Later, Congress passed a federal law recognizing a prisoner's religious rights: the Religious Land Use and Institutionalized Persons Act of 2000 (RLUIPA). This law allows inmates to practice a wide variety of religions without discrimination, as well as attend regular services and possess many religious items. RLUIPA states, "No government shall impose a substantial burden on the religious exercise of a person residing in or confined to an institution" unless that burden "is in furtherance of government interest" and "is the least restrictive means of furthering that compelling government interest".

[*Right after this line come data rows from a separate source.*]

PR #2247, opened 2019-11-20
bugfix: S3C-2504 rework chunked upload stream handling

jonathan-gramain:
*Note*: for branches development/8.1+, since some storage code has moved to Arsenal, part of the changes will need to be ported there (lib/data/wrapper.js and the dependency update on sproxydclient).

- make sure the V4Transform._transform() callback is always called
  even in case of error. When there is a client error (like a chunked
  stream signature mismatch), continue consuming the data but do not
  send it to sproxyd. Do not emit an 'error' event as this confuses
  the HTTP stack and retains bad client connections,

- instead of an 'error' event, emit a custom 'clientError' event on
  V4Transform in case of client error to allow a cleanup of sproxyd
  connections,

- depend on a fix of sproxydclient that aborts sproxyd requests when
  the input stream is closed.

### DIFF
--- a/lib/api/apiUtils/object/prepareStream.js
+++ b/lib/api/apiUtils/object/prepareStream.js
@@ -7,12 +7,12 @@ const V4Transform = require('../../../auth/streamingV4/V4Transform');
  * accessKey, signatureFromRequest, region, scopeDate, timestamp, and
  * credentialScope (to be used for streaming v4 auth if applicable)
  * @param {RequestLogger} log - the current request logger
- * @param {function} cb - callback containing the result for V4Transform
+ * @param {function} errCb - callback called if an error occurs
  * @return {object|null} - V4Transform object if v4 Auth request, or
  * the original stream, or null if the request has no V4 params but
  * the type of request requires them
  */
-function prepareStream(stream, streamingV4Params, log, cb) {
+function prepareStream(stream, streamingV4Params, log, errCb) {
     if (stream.headers['x-amz-content-sha256'] ===
         'STREAMING-AWS4-HMAC-SHA256-PAYLOAD') {
         if (typeof streamingV4Params !== 'object') {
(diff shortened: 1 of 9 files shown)


jonathan-gramain:
@bert-e reset

rachedbenmustapha (approved):
Changes look good, I'm wondering, in case a checksum or other error occurs:
- how long until the client is notified?
- how is the client notified?
- is AWS S3 behaving the same as us?

jonathan-gramain:
@RachedBenMustapha 

> how long until the client is notified?

He should be notified quickly after the stream issue is detected (like a bad signature), so he will not have to wait until his request payload is entirely sent. But the connection is not cut automatically so he can still send the remaining payload if he wants to, e.g. to reuse the connection afterwards.

> how is the client notified?

The standard HTTP response 403 is sent back with a short message explaining that the signature did not match (at least if a signature issue).

> is AWS S3 behaving the same as us?

I did not test this, but I think it's a good idea so will try it.

jonathan-gramain:
@RachedBenMustapha 

So AWS sends back a similar 403 message as soon as the issue is detected (with more info about when went wrong like the sent signature, string to sign etc. to help troubleshooting). But it then closes the connection.

I realized that the node.js HTTP stack was not dealing with 'error' events correctly when the upload side was attached to a stream and that stream emits an error event, it leaves the HTTP server in a bad state with persistent half-open connections (closed from client side but not server-side), apparently without means to fix the situation until the configured HTTP timeout which will close the server-side half of the connection. So it looked safer to me sending back a regular HTTP status without touching at the connection state.

jonathan-gramain:
@bert-e reset

rahulreddy (approved):

jonathan-gramain:
@bert-e reset

jonathan-gramain:
@bert-e approve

==Incarceration Accommodations==
Many jails and prisons have sought out to make sure the constitutional rights of inmates are properly protected. However, institutional safety and security need to be considered. The First Amendment states, "Congress shall make no law respecting an establishment of religion, or prohibiting the free exercise thereof...” The Correctional system often struggles to find a balance between these two contrasting ideals of freedom and safety. Cases dealing with accommodations for religious practices are frequently seen in the court system. Frequently debated topics include, but are not limited to, food choices, clothing and accessory choice, hair length and style, and possession of religious symbols. Laws regarding the rights and privileges of prisons varies by state, and sometimes by establishment. Jails that accept federal prisoners must look at policies, disclosed in the RLUIPA, to determine whether policies and practices are appropriate.

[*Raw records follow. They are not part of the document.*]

PR #2248, opened 2019-11-20
feature: add metrics and secure channel servers

rachedbenmustapha:
This allows using specialized connections for each usage:
- configuration push
- metrics collection (to be later moved to prom scraping)
- secure channel

This way each connection handler can be restricted in what it can
do for reliability and security purposes.

Should be functionally equivalent for current deployment mode, the new scripts are to be used with Zenko Operator.

### DIFF
--- a/bin/metrics_server.js
+++ b/bin/metrics_server.js
@@ -1,0 +1,46 @@
+#!/usr/bin/env node
+'use strict'; // eslint-disable-line strict
+
+const {
+    startWSManagementClient,
+    startPushConnectionHealthCheckServer,
+} = require('../lib/management/push');
+
+const logger = require('../lib/utilities/logger');
+
+const {
+    PUSH_ENDPOINT: pushEndpoint,
+    INSTANCE_ID: instanceId,
+    MANAGEMENT_TOKEN: managementToken,
+} = process.env;
+
+if (!pushEndpoint) {
+    logger.error('missing push endpoint env var');
+    process.exit(1);
+}
+
+if (!instanceId) {
+    logger.error('missing instance id env var');
+    process.exit(1);
+}
+
+if (!managementToken) {
+    logger.error('missing management token env var');
+    process.exit(1);
+}
+
+startPushConnectionHealthCheckServer(err => {
+    if (err) {
+        logger.error('could not start healthcheck server', { error: err });
+        process.exit(1);
+    }
+    const url = `${pushEndpoint}/${instanceId}/ws?metrics=1`;
+    startWSManagementClient(url, managementToken, err => {
+        if (err) {
+            logger.error('connection failed, exiting', { error: err });
+            process.exit(1);
+        }
+        logger.info('no more connection, exiting');
+        process.exit(0);
+    });
+});
--- a/lib/management/push.js
+++ b/lib/management/push.js
@@ -5,6 +5,7 @@ const request = require('request');
 const { URL } = require('url');
 const WebSocket = require('ws');
 const assert = require('assert');
+const http = require('http');
 
 const _config = require('../Config').config;
 const logger = require('../utilities/logger');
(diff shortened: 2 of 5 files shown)


lib/management/push.js
```diff
@@ -244,7 +254,8 @@ function startWSManagementClient(pushEndpoint, instanceId, token) {
             closeChannel(message.getChannelNumber());
             break;
         case CHANNEL_PAYLOAD_MESSAGE:
-            if (_config.browserAccessEnabled) {
+            // browserAccessEnabled defaults to true unless explicitly false
+            if (_config.browserAccessEnabled === undefined || _config.browserAccessEnabled) {
```
jonathan-gramain: minor style: maybe you could write `if (_config.browserAccessEnabled !== false)`

bin/metrics_server.js
```diff
@@ -0,0 +1,46 @@
...
+        logger.error('could not start healthcheck server', { error: err });
+        process.exit(1);
+    }
+    const url = `${pushEndpoint}/${instanceId}/ws?metrics=1`;
+    startWSManagementClient(url, managementToken, err => {
+        if (err) {
+            logger.error('connection failed, exiting', { error: err });
+            process.exit(1);
+        }
+        logger.error('no more connection, exiting');
```
dora-korpar: would it be better to have these logged at the debug or info level? since it's technically not an error, right

lib/management/push.js
```diff
@@ -261,8 +272,30 @@ function addOverlayMessageListener(callback) {
     overlayMessageListener = callback;
 }
 
+function startPushConnectionHealthCheckServer(cb) {
+    const server = http.createServer((req, res) => {
+        const path = parse(req.url).pathname;
```
jonathan-gramain: I think `URL.parse` is considered legacy code (https://nodejs.org/docs/latest-v10.x/api/url.html#url_url_strings_and_url_objects), for being future-proof it might be better to use `new URL` instead and access the object attributes.

dora-korpar (approved):

bin/metrics_server.js
rachedbenmustapha: I was on the fence, because it's not supposed to not be connected and quitting will make it be restarted by the orchestrator so it's not an error at this level but it is going to be the cause of a problem higher up the stack. I'll make it `info` though to avoid confusion.

lib/management/push.js
```diff
@@ -204,15 +207,23 @@ function startWSManagementClient(pushEndpoint, instanceId, token) {
...
+        }
     });
 
     ws.on('error', err => {
+        connected = false;
         logger.error('error from push server connection', {
             error: err,
             errorMessage: err.message,
         });
+        if (cb) {
```
jonathan-gramain: I think it does not matter much because the callback is going to exit the process immediately, but it might be possible to have `cb` being called twice, once in the `error` event handler and after in the `close` event which I think is always emitted when the stream does not end in a normal manner. It could be safer to add a guard for this (e.g. using `jsutil.once` from Arsenal).

jonathan-gramain (approved):

lib/management/push.js
rachedbenmustapha: of course 🤦‍♂

lib/management/push.js
rachedbenmustapha: Yes once disconnected all bets are off, but better safe than sorry I'll wrap the cb with `once` for the benefit of future users.

lib/management/push.js
```diff
@@ -261,8 +272,30 @@ function addOverlayMessageListener(callback) {
...
+            res.write('Connected');
+        } else {
+            res.writeHead(503);
+            res.write('Not Connected');
+        }
+
+        res.end();
+    });
+
+    server.listen(_config.port, cb);
```
nicolas2bert, line 292: I am assuming "push health check" servers and cloudserver will run in different containers and so you did not have to specify new ports for them.

nicolas2bert (approved):

lib/management/push.js
rachedbenmustapha: So in classic nodejs fashion, the `url` member is not actually a valid URL but just a path (`new URL` on it throws), and I guess that's the reason the 10.x `http` module docs still use `parse`. I'll just use `req.url` directly with no parsing since it's for healthchecks that won't be adding any hashes or a query string.

lib/management/push.js
rachedbenmustapha: Yes, it's only used in the 2 new scripts that are not using the whole s3 server/routes and have a different view of what is considered healthy.

rachedbenmustapha:
@bert-e approve

tmacro (approved):

PR #2306, opened 2020-01-10
ZENKO-2277 installing curl and gpg due to parent image upgrade

tcarmet:
as the image node:10-slim received an update and removed the commands
curl and gpg, we lost the ability to build cloudserver.
We're now installing them specifically.

### DIFF
--- a/Dockerfile
+++ b/Dockerfile
@@ -11,6 +11,11 @@ COPY ./yarn.lock /usr/src/app/
 
 WORKDIR /usr/src/app
 
+RUN apt-get update \
+    && apt-get install -y \
+    curl \
+    gnupg2
+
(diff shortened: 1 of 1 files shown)


rachedbenmustapha (approved):
If the base image is not disciplined enough to keep the same set of packages between upgrades, we may want to move away from a floating tag.

tcarmet:
Yeah, I agree with you @RachedBenMustapha 
Should we also update the parent to a more precise reference, like `10.18.0-slim` (it's the same one, but at least we don't magically get breaking changes) 

What do you think?

rachedbenmustapha:
@tcarmet Sounds good! Can be in a later PR though, no urgency.

tcarmet:
I made the change, @RachedBenMustapha
doesn't cost and we might as well fix it while we're here :)

rahulreddy (approved):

In 1987, Turner v. Safley, 482 U.S. 78, was reviewed by the Supreme Court. The review of this case resulted in the "Turner" test, which allows restrictions to be placed on an inmate's First Amendment rights. There are four defined factors which outlines when an inmate's right can be violated. These conditions are known by every correctional employee and are used in every decision regarding religious items dealing with inmates.
1. Whether there exists a "valid, rational connection' between the prison regulation and the legitimate governmental interest put forward to justify it;"
2. Whether "there are alternative means of exercising the right that remain open to prison inmates;"
3. “[T]he impact accommodation of the asserted constitutional right will have on guards and other inmates, and on the allocation of prison resources generally" and
4. The existence of obvious, easy alternatives may show that the policy is an ”exaggerated response” to legitimate prison concerns.

==Joining Religions While Incarcerated==
In a study by the National Council on Crime and Delinquency, the researchers concluded that religious prisoners found many benefits in their religion, including an easier time adjusting to prison, safety, and an increased ability to cope. Studies have shown that one of the reasons inmates become involved in religion is to improve their self-concept. Many inmates experience guilt, remorse, and pain as a result of their criminal history and background. Religion helps them to feel better about themselves and thus improve their self-concept in this way.

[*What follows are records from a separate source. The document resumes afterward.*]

PR #2339, opened 2020-02-07
bf: S3C 2544 correct metrics if obj owner diff from delete requester

dora-korpar:
Users other than the bucket owner can put objects into a bucket. On a delete, metrics should reflect the update to the correct user's metrics, instead of only the bucket owner's.

### DIFF
--- a/tests/unit/api/multiObjectDelete.js
+++ b/tests/unit/api/multiObjectDelete.js
@@ -9,76 +9,92 @@ const { ds } = require('../../../lib/data/in_memory/backend');
 const DummyRequest = require('../DummyRequest');
 const { bucketPut } = require('../../../lib/api/bucketPut');
 const objectPut = require('../../../lib/api/objectPut');
+const bucketPutACL = require('../../../lib/api/bucketPutACL');
 
 const log = new DummyRequestLogger();
 const canonicalID = 'accessKey1';
+const altCanonicalID = 'accessKey2';
 const authInfo = makeAuthInfo(canonicalID);
+const altAuthInfo = makeAuthInfo(altCanonicalID);
 const namespace = 'default';
 const bucketName = 'bucketname';
 const postBody = Buffer.from('I am a body', 'utf8');
 const contentLength = 2 * postBody.length;
 const objectKey1 = 'objectName1';
 const objectKey2 = 'objectName2';
+const objectKey3 = 'objectName3';
 const testBucketPutRequest = new DummyRequest({
     bucketName,
     namespace,
     headers: {},
     url: `/${bucketName}`,
 });
+const testPutObjectRequest1 = new DummyRequest({
+    bucketName,
+    namespace,
+    objectKey: objectKey1,
+    headers: {},
+    url: `/${bucketName}/${objectKey1}`,
+}, postBody);
+const testPutObjectRequest2 = new DummyRequest({
+    bucketName,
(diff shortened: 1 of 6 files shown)


tests/unit/api/multiObjectDelete.js
```diff
@@ -134,54 +155,151 @@ describe('getObjMetadataAndDelete function for multiObjectDelete', () => {
...
+                assert.strictEqual(quietSetting, true);
+                assert.deepStrictEqual(errorResults, []);
+                assert.strictEqual(deletedObjStats.requesterIsObjOwner.
+                    numOfObjectsRemoved, 1);
+                assert.strictEqual(deletedObjStats.requesterNotObjOwner.
+                    numOfObjectsRemoved, 2);
+                assert.strictEqual(deletedObjStats.requesterIsObjOwner.
+                    totalContentLengthDeleted, postBody.length);
+                assert.strictEqual(deletedObjStats.requesterNotObjOwner.
+                    totalContentLengthDeleted, contentLength);
```
jonathan-gramain, line 288: minor: you could use `2 * postBody.length` here instead of `contentLength` for clarity (as in this test I don't really get what `contentLength` refers to).

tests/unit/api/multiObjectDelete.js
```diff
@@ -134,54 +155,151 @@ describe('getObjMetadataAndDelete function for multiObjectDelete', () => {
...
+                assert.strictEqual(metadata.keyMaps.get(bucketName)
+                    .has(objectKey1), false);
+                assert.strictEqual(metadata.keyMaps.get(bucketName)
+                    .has(objectKey2), false);
+                assert.strictEqual(metadata.keyMaps.get(bucketName)
+                    .has(objectKey3), false);
+                // call to delete data is async so wait 20 ms to check
```
jonathan-gramain, line 295: 20ms sounds rather short to me even if it's just to wait some node.js scheduling, maybe 200ms would reduce the chances of being flaky? Not sure just an impression since the tests will run on potentially heavily loaded environments where slowdowns are common.

jonathan-gramain (approved):

tests/unit/api/multiObjectDelete.js
dora-korpar: It does seem short lol, but I borrowed that value from the existing test for deletions, and I don't think there have been any issues with flakiness, so I think it should be ok

rahulreddy:
@dora-korpar  Have you tested this fix as a whole with Utapi? If you follow these steps as mentioned in the issue
```
1. create account1 and account2.
2. create bucket1 on account1.
3. put-bucket-acl --bucket bucket1 --grant-write account2.
4. put 10GB file to bucket1 by account2.
5. this makes storageUtilized/numberOfObjects of account2 are updated(numberOfObjects +1, storageUtilized +10GB).
6. delete 10GB file on bucket1 by account1.
7. this makes storageUtilized/numberOfObjects of account1 are updated(numberOfObjects -1, storageUtilized -10GB).
```
If numberOfObjects is 0 for both accounts and you issue `numberOfObjects -1` for account1, it will go negative. The proper way is to update both accounts when you put as well as delete an object, not just when deleting the objects. Otherwise the numbers will not add up.

dora-korpar:
@bert-e wait

tmacro (approved):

There are various other reasons inmates may find religion while in prison. Some prisoners may seek to improve their life and the discipline required to practice religion helps them to change and control their actions. Others may join a religious group as a form of protection from other inmates. It is a rarity for a physical altercation to occur in a place of worship, this means prisoners have a high degree of respect for these places. Social interaction is also an important reason for some inmates to join a religious group. These interactions not only allow the benefit of socializing with other people, but also the benefit of exchanging goods and services among each other.

According to the 2013 census, completed by the Bureau of Justice Statistics, the estimated number of inmates in the United States prison system was 1,574,700 people. Of these people, less than 1% (.07%) of inmates identify as atheists, much lower than the percentage of atheists in the non-incarcerated population.